There he was; close to 100kg of grey kangaroo leaning forward with his big paws resting on the ground in front as he slowly shuffled his way forward. What a magnificent sight.

At least he would have been a magnificent sight if he hadn’t been in the middle of the right hand lane as I came around a sharp corner half an hour west of Dalby doing 110 clicks at 11 on a Sunday night.

It was one of those “Oh f**&$” moments. You know you’re not going to stop in time. You know if you stay in the left lane he’ll lumber straight in front of you. Your only chance is to try and go behind him and hope he doesn’t go into reverse.

He does.

The anchors go out. There’s a sour smell of burning metal as you stand on the discs. You get off the brakes to manoeuvre, and somehow, you manage to get past him. There’s a brief smack and all the lights on one side go off. But then you’re past him, heart hammering. You risk a glance at the mirror and see him bouncing off into the brigalow. You yell at him; screaming all your pent up fright and anger at the windscreen. It doesn’t reply.

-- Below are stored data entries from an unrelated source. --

PR #216, opened 2023-04-13
chore: removing contract attr from kv module

milancermak:
As discussed in Discord, the storage kv module doesn't have to be a `#[contract]` because it uses syscalls for reading and writing.


milancermak:
Optimistically merging since CI is green :shipit:

PR #226, opened 2023-04-14
chore(dojo-test-runner): removing -p arg

milancermak:
No need to use `-p` with `dojo-test` anymore, same as [recently merged update](https://github.com/starkware-libs/cairo/pull/2597) in Cairo.


tarrencev (approved):
sweet!

Issue #224, opened 2023-04-14
Update syntax to support explicit indexing


tarrencev:
Currently, all components are indexed which adds additional storage overhead.

The component syntax should be updated to support explicitly setting a component to be indexed. We could use an attr and expose an `is_indexed` method on the generated contract class.

For example:

```
#[derive(Component)]
#[component(indexed = True)]
struct Position {
    x: felt252,
    y: felt252
}
```

Generates:

```
#[contract]
mod PositionComponent {
   ...
    #[view]
    fn is_indexed() -> bool {
        bool::True(())
    }
}
```

ponderingdemocritus:
This is an elegant solution - I can tackle in about 24hrs if no one else is

PR #233, opened 2023-04-15
#224 add index check and code creation

ponderingdemocritus:
completes #224

- index check on component and generate helper

Have added it like this, I think it's cleaner

```
#[derive(Component)]
#[component(Indexed)]
struct Moves {
    remaining: u8, 
}
```

### DIFF
--- a/crates/dojo-lang/src/component.rs
+++ b/crates/dojo-lang/src/component.rs
@@ -6,10 +6,11 @@ use cairo_lang_semantic::plugin::DynPluginAuxData;
 use cairo_lang_syntax::node::db::SyntaxGroup;
 use cairo_lang_syntax::node::{ast, Terminal, TypedSyntaxNode};
 
+
 use crate::plugin::DojoAuxData;
 
-pub fn handle_component_struct(db: &dyn SyntaxGroup, struct_ast: ast::ItemStruct) -> PluginResult {
-    let body_nodes = vec![RewriteNode::interpolate_patched(
+pub fn handle_component_struct(db: &dyn SyntaxGroup, ref struct_ast: ast::ItemStruct, indexed: bool) -> PluginResult {
+    let mut body_nodes = vec![RewriteNode::interpolate_patched(
         "
             #[view]
             fn name() -> felt252 {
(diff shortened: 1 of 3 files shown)


crates/dojo-lang/src/component.rs
```diff
@@ -34,6 +38,33 @@ pub fn handle_component_struct(db: &dyn SyntaxGroup, struct_ast: ast::ItemStruct
         ]),
     )];
 
+    // let is_indexed = get_indexed_attr_value(&struct_ast, db).unwrap_or(false);
```
tarrencev, line 41:
```suggestion
```

crates/dojo-lang/src/plugin.rs
```diff
@@ -89,11 +90,14 @@ impl DojoPlugin {
...
 impl MacroPlugin for DojoPlugin {
     fn generate_code(&self, db: &dyn SyntaxGroup, item_ast: ast::Item) -> PluginResult {
+
         match item_ast {
             ast::Item::Module(module_ast) => self.handle_mod(db, module_ast),
             ast::Item::Struct(struct_ast) => {
                 let mut diagnostics = vec![];
-
+                
+                let indexed = is_indexed(db,  struct_ast.clone());
```
tarrencev, line 99: we can move this into `component::handle_component_struct` since it gets the `struct_ast` as input

examples/src/components.cairo
```diff
@@ -1,6 +1,7 @@
 use array::ArrayTrait;
 
 #[derive(Component)]
+#[component(Indexed)]
```
tarrencev, line 4: I think we want to use the named parameter syntax here, since in the future we can support other options, for example, data availability with something like `#[component(indexed = true, storage = "voltion")]`


```suggestion
#[component(indexed = true)]
```

tarrencev (approved):
looks good! some minor feedback then lets merge.

next step is to add a check here and index conditionally https://github.com/dojoengine/dojo/blob/main/crates/dojo-core/src/storage/db.cairo#L57

we can add that in a follow up pr though

crates/dojo-lang/src/component.rs
```diff
@@ -34,6 +38,33 @@ pub fn handle_component_struct(db: &dyn SyntaxGroup, struct_ast: ast::ItemStruct
...
+
+    let is_indexed_fn = if indexed {
+        RewriteNode::interpolate_patched(
+            "
+                #[view]
+                fn is_indexed() -> bool {
+                    bool::True(())
```
milancermak, line 48: You can use just one `RewriteNode` here, something like

```rust
RewriteNode::interpolate_patched(
"
code .... $retval$
",
HashMap::from(["$retval$".to_string(), RewriteNode::Text(if indexed { "bool::True" } else { "bool::False" }]);
```

ponderingdemocritus: nice one!

crates/dojo-lang/src/plugin.rs
ponderingdemocritus: yep makes sense

ponderingdemocritus:
will do this - https://github.com/dojoengine/dojo/blob/main/crates/dojo-core/src/storage/db.cairo#L57 in next PR.

PR #246, opened 2023-04-18
docs: rename paths and update README

ftupas:
Hello 🙂 I was working through the dev container setup and ran into some issues with the `dojo-language-server`. I've made some updates on the documentation thinking it might help new contributors when setting things up


tarrencev:
looks great thank you!

PR #247, opened 2023-04-19
fix: indexer build

ponderingdemocritus:
Indexer was failing because of apibara deps and container deps.

Simple fix so it builds and runs


cairo
```diff
@@ -1 +1 @@
-Subproject commit 439da05a031c2eda263c4ce12d0b71d20f38205f
+Subproject commit 679d0472d03177df24ad46058cf389725c2914be
```
tarrencev, line 1: we need to keep cairo on the alpha 7 commit hash

crates/dojo-indexer/Cargo.toml
```diff
@@ -9,9 +9,9 @@ edition = "2021"
 actix-web = "4.3.0"
 actix-cors = "0.6.4"
 anyhow.workspace = true
-apibara-core = { git = "https://github.com/apibara/apibara", rev = "5afaa6db00f2d1b36825215bbf894f0341121d39" }
-apibara-sdk = { git = "https://github.com/apibara/apibara", rev = "5afaa6db00f2d1b36825215bbf894f0341121d39" }
-apibara-starknet = { git = "https://github.com/apibara/apibara", rev = "5afaa6db00f2d1b36825215bbf894f0341121d39" }
```
tarrencev, line 14: we can use a cargo patch here to temporarily use the fork

cc @fracek

tarrencev:
the devcontainer ci is failing due to the previous protostar change

cairo
ponderingdemocritus: yep, old branch - this is the commit, isn't it? 

81c4eb942dace6849a8067dc43263da99579bef8

PR #259, opened 2023-04-25
Support system returns

tarrencev:


milancermak:
Curious - what made you change your mind?

tarrencev:
Hm I dont think this was an intentional limitation to begin with. Since you can chain systems, it makes sense to be able to get their outputs

milancermak:
Ok. The book mentions systems have no return value, it got stuck in my head when I was learning Dojo. I agree this change makes sense.

PR #260, opened 2023-04-25
Added Loops

aymericdelab:


tarrencev (commented):
Looking good!

Could you please add a loop here https://github.com/dojoengine/dojo/blob/main/crates/dojo-lang/src/plugin_test_data/system#L141
and update the tests using `CAIRO_FIX_TESTS=1 cargo test`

It’s pretty standard for a trip out west for me. I was headed out to look in on some cattle for Stuffer. Put the arm up to see if there were calves, and what size and colour they might be. At least, that was the excuse.

In reality, it was more about getting some time away from the big smoke. I like a little bit of isolation, and this place is away from everything. You can hear truck tyres mumbling along the Moonie Highway sometimes late at night, but not much else. There’s a couple of dams someone may have caught yellowbelly from back in the 1970s. But that’s just a rumour. Still, it’s a rumour I’d been trying to prove for some years.

In order to keep things interesting, I’d brought along a couple of bits of kit. One was an expensive Daiwa reel mounted on a two piece graphite rod, and spooled up with 15lb braid with a fluoro leader.

The other was a piece of bamboo from the park next door in Brisbane that I’d cut into two pieces and joined with some old plumbers pipe. It had some old 30lb mono I’d found under the old homestead and a hook rescued from the bottom of the tacklebox. I’d broken off a piece of foam from a broken esky as a float.

I’d also dug up some big fat garden worms for bait. Unfortunately, I’d left them in Brisbane, so I found some under an old peach tree beside the homestead. They weren’t fat, or juicy. They were more like one of those thin bits of snot that hang out kids’ noses when they’ve been crying for thirty or forty minutes cause they can’t have something; a lolly, or a toy or a self propelled grenade, depending on where you live. But anyway, they were bait, (the worms, not the kids) and for the purposes of my test, they would do.

The idea of my test was of course to see which of these two fishing rigs caught fish. Would it be the $500 Daiwa combo with its smooth drag, expensive line and whip like rod? Or would it be the bamboo stick, rescued from the park next door, with no reel and relying on the strength of gaffa tape to keep from collapsing?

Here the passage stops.